##### EXCERPTED DATA #####

PR #1034, opened 2026-07-16
Restart updater daemon when a package upgrade replaces its binary

subsy:
## Summary

The updater daemon now detects that a package upgrade replaced its binary on disk and exits with a dedicated nonzero status code, so the already-deployed `Restart=on-failure` unit relaunches it on the new binary.

## Problem

Package upgrades replace `/usr/bin/codex-update-manager` while the daemon keeps running the old, now-deleted image. The post-install/post-upgrade hooks deliberately leave an active service untouched (`codex_start_one_enabled_user_service` returns early when the unit is active — reasonable, since the daemon itself may have triggered the pacman transaction and restarting it mid-install would kill the install). The result is that a running daemon survives **every** upgrade until the next reboot.

Observed on Arch (pacman package): a daemon started at boot predated the `record-replay-linux` workspace member (6ed86d4) and the manifest-based rebuild staging (751e912). On every periodic check it staged a builder workspace using its old hardcoded copy list, while copying the current bundle's `Cargo.toml` — which references crates the old list never copies. Every rebuild then failed with:

```
error: failed to load manifest for workspace member `.../builder/record-replay-linux`
Caused by: No such file or directory (os error 2)
```

producing a "update failed" notification every 6 hours, with `/proc/<pid>/exe → /usr/bin/codex-update-manager (deleted)` confirming the stale image. Manually rebuilding (`make update-native`) installs a fresh binary but never restarts the daemon, so the cycle repeats after the next upstream release. Any future divergence between a long-running daemon and the installed builder bundle can re-trigger the same class of failure.

## Fix

- New `updater/src/restart.rs`: reads `/proc/self/exe`, strips the kernel's ` (deleted)` suffix, and compares device+inode of the running image against the installed path. Returns the replacement path only when a different binary actually exists on disk, so package *removal* still flows through the existing packaged-runtime shutdown path instead of a restart loop.
- `run_daemon` checks this at the top of each loop iteration and exits with new code `12` (`BINARY_REPLACED_RESTART_EXIT_CODE`) when a replacement is found. With the 15s reconcile tick, a replaced binary is picked up within seconds regardless of whether the daemon or a manual package install performed the upgrade.

Exiting nonzero (rather than switching the unit to `Restart=always` with a clean exit) was chosen deliberately: it works retroactively on machines still running the old unit file, and it does not interfere with the daemon's intentional clean-exit paths (packaged runtime removed, shutdown signal). No packaging or unit-file changes are needed.

After a package upgrade, the updater daemon restarts itself onto the new binary within ~25 seconds (systemd `RestartSec=10` + reconcile tick) instead of running the old binary until reboot. The journal shows one intentional `exit-code` service restart per upgrade.

## Validation

- `cargo check -p codex-update-manager` and `cargo clippy -p codex-update-manager --all-targets` clean.
- New unit tests in `restart.rs` (6): ` (deleted)` suffix stripping and pass-through, same-inode → no replacement, different-inode → replacement, missing on-disk binary → no replacement, and a live check that the running test binary is not reported as replaced.
- `cargo test -p codex-update-manager`: 268 passed. 5 pre-existing failures (`codex_cli`/CLI-probe tests) fail identically on a clean `main` checkout on this host — they probe the host's real npm-installed Codex CLI and are unrelated to this change.
- Real-world root cause verified on the affected machine: stale daemon (deleted inode) staged workspaces missing `record-replay-linux`/`notification-actions-linux`; after restarting the service onto the current binary, the next check cycle succeeded.

### DIFF
--- a/CHANGELOG.md
+++ b/CHANGELOG.md
@@ -35,6 +35,11 @@ The format is based on [Keep a Changelog](https://keepachangelog.com/).
 
 ### Fixed
 
+- The updater daemon now detects that a package upgrade replaced its binary
+  on disk and exits with a nonzero status so systemd's `Restart=on-failure`
+  relaunches it on the new binary. Previously a running daemon survived every
+  upgrade and kept staging rebuild workspaces with outdated logic, failing
+  each periodic update until the next reboot.
 - Launcher startup no longer requires Python's pidfd wrappers for normal
   launcher lock acquire and release. Pidfd remains reserved for the
   identity-verified stale Electron termination path.
--- a/updater/src/app.rs
+++ b/updater/src/app.rs
@@ -5,7 +5,8 @@ use crate::{
     cli::{Cli, Commands},
     codex_cli,
     config::{RuntimeConfig, RuntimePaths},
-    diagnostics, feature_picker, install, install_rollback, liveness, logging, notify, rollback,
+    diagnostics, feature_picker, install, install_rollback, liveness, logging, notify, restart,
+    rollback,
     state::{CliStatus, PersistedState, UpdateStatus},
     upstream, wrapper, wrapper_apply,
 };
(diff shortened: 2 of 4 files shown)


ilysenko (approved):
Reviewed current head 28f03cf. The updater restart logic is narrowly scoped, preserves package-removal clean shutdown, and avoids systemd restart loops while letting Restart=on-failure pick up the replaced package binary.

#####

WORK INSTRUCTIONS » Those lines of the records that contain the string "current" should be identified and copied.

EXERCISE OUTPUT »
Observed on Arch (pacman package): a daemon started at boot predated the `record-replay-linux` workspace member (6ed86d4) and the manifest-based rebuild staging (751e912). On every periodic check it staged a builder workspace using its old hardcoded copy list, while copying the current bundle's `Cargo.toml` — which references crates the old list never copies. Every rebuild then failed with:
- Real-world root cause verified on the affected machine: stale daemon (deleted inode) staged workspaces missing `record-replay-linux`/`notification-actions-linux`; after restarting the service onto the current binary, the next check cycle succeeded.
Reviewed current head 28f03cf. The updater restart logic is narrowly scoped, preserves package-removal clean shutdown, and avoids systemd restart loops while letting Restart=on-failure pick up the replaced package binary.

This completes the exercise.